Sometimes, says the cardinal, the king speaks of his mother, Elizabeth Plantagenet, and tears stand in his eyes. She was, you know, a lady of great beauty and calm, so meek under the misfortunes God sent her. She and the old king were blessed with many children, and some of them died. But, says the king, my brother Arthur was born to my mother and father within a year of their marriage, and followed, in not too long a time, by another goodly son, which was me. So why have I been left, after twenty years, with one frail daughter whom any vagrant wind may destroy?
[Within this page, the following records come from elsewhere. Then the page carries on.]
Issue #157, opened 2026-08-03
SEP-0005: accept request property extraction (properties[]) into the schema


jurassix:
`properties: RequestProperty[]` lets a `Request` entry declare a named value extracted from a live request's own body or headers (`field` for a JSON dot-path, `pattern` for a regex against text) — the request-side analogue of SEP-0003's DOM `properties[]`. It answers what a `200 OK` response's body actually says (e.g. `{"status": "declined"}`), which no existing structured field (method, route, status code) can express.

This issue tracks accepting [SEP-0005](https://github.com/sightmap/sightmap/blob/main/spec/seps/0005-request-properties.md). Implementation: #112. Stays open until the SEP is accepted and the implementation lands.

joelgwebber:
Good overall approach. Just a couple of questions:

In an example like `pattern: 'rsp\.headers\.X-RateLimit-Remaining:\s*(\d+)'`, if I'm following correctly, this would allow the author to express *any* regex across things like `rsp.headers.X-Whatevs`, `rsp.body....`, etc, right? This could be quite powerful, but it could also be something of a foot-gun to know that you *must* write patterns to include those meta-fields. Another approach to consider:
```
- name: CheckoutPayment
  route: /api/checkout/pay
  method: POST
  properties:
    - name: status
      source: rsp.body
      field: .status  # maybe simplified jq-ish syntax, as in open-questions?
```

Then for the pattern case, we'd have something like:
```
properties:
  - name: rate_limit_remaining
    source: rsp.headers
    field: X-RateLimit-Remaining
    pattern: '(\d+)'  # Regex not really necessary in this case, but you get the idea.
```

Relatedly, I don't love the `transform:` stuff from SEP-0003 (my own damned fault; I vibed that out and never went back to fix it). The set of options are pretty dumb and arbitrary. But your idea here of just using regexes with a capture group would, I believe, generalize across all of those cases. So perhaps we could use that to eliminate the `transform:` altogether?

jurassix:
@joelgwebber the `source` addition looks good to me. Opening a pr with these suggestions to the sep.

jurassix:
@joelgwebber changes reflected in https://github.com/sightmap/sightmap/pull/171

joelgwebber:
Great, I think this update makes a big difference. I left an LGTM with a couple of small comments.

joelgwebber:
SEP-0005 is accepted and merged to `main`, and the implementation has landed:

[...]

PR #171, opened 2026-08-06
SEP-0005: source/field/pattern replaces oneOf(field, pattern)

jurassix:
Header extraction was only reachable through `pattern`, which had to encode both where to look and what to pull out in one regex. Joel's review on #157 called that a foot-gun and suggested splitting addressing (`source`/`field`) from extraction (`pattern`).

This rewrites SEP-0005 around that shape: `source` is a closed enum for the root, `field` selects a value within it, `pattern` optionally refines what `field` resolved (capture group 1, else full match) instead of being mutually exclusive with it. Headers now require `field`, so a raw regex can no longer smuggle in the address it's supposed to be scanning. Resolves the open questions on array indexing, capture groups, and pattern's missing root; adds two new ones on dotted JSON keys and whether this generalizes far enough to eventually retire SEP-0003's `transform` enum.

Prose-only change against `main`; the schema/implementation on #112 gets updated separately once this shape settles.

### DIFF
--- a/spec/seps/0005-request-properties.md
+++ b/spec/seps/0005-request-properties.md
@@ -4,7 +4,7 @@ title: Request property extraction via `properties[]`
 author: Clint Ayres (@jurassix)
 status: Draft
 created: 2026-07-31
-updated: 2026-08-06
+updated: 2026-08-10
 spec-version-target: 1
 related-issues: [157]
 related-discussions: []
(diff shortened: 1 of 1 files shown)


joelgwebber:
Looking good!

Small nit: Let's specify the regex dialect. The RE2 from Golang is a good choice, as (a) we'll use that, and (b) it's less strictly powerful, but more predictably performing than ECMA.

On the question of the `transform:` field, I agree we can leave it (and the undocumented `regex` value), addressing its cleanup and/or removal in a follow-up.

One useful addition to consider: There's currently no way to address URL paths/queries. Reasonable to defer, but worth considering.

joelgwebber (approved):
LGTM with one small nit and a follow-up.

By now they are, this long-married couple, dragged down by the bewildered consciousness of sin. Perhaps, some people say, it would be a kindness to set them free? ‘I doubt Katherine will think so,’ the cardinal says. ‘If the queen has a sin laid on her conscience, believe me, she will shrive it. If it takes the next twenty years.’
What have I done? Henry demands of the cardinal. What have I done, what has she done, what have we done together? There is no answer the cardinal can make, even though his heart bleeds for his most benevolent prince; there is no answer he can make, and he detects something not entirely sincere in the question; he thinks, though he will not say so, except in a small room alone with his man of business, that no rational man could worship a God so simply vengeful, and he believes the king is a rational man. ‘Look at the examples before us,’ he says. ‘Dean Colet, that great scholar. Now he was one of twenty-two children, and the only one to live past infancy. Some would suggest that to invite such attrition from above, Sir Henry Colet and his wife must have been monsters of iniquity, infamous through Christendom. But in fact, Sir Henry was Lord Mayor of London –’
‘Twice.’
‘– and made a very large fortune, so in no way was he slighted by the Almighty, I would say; but rather received every mark of divine favour.’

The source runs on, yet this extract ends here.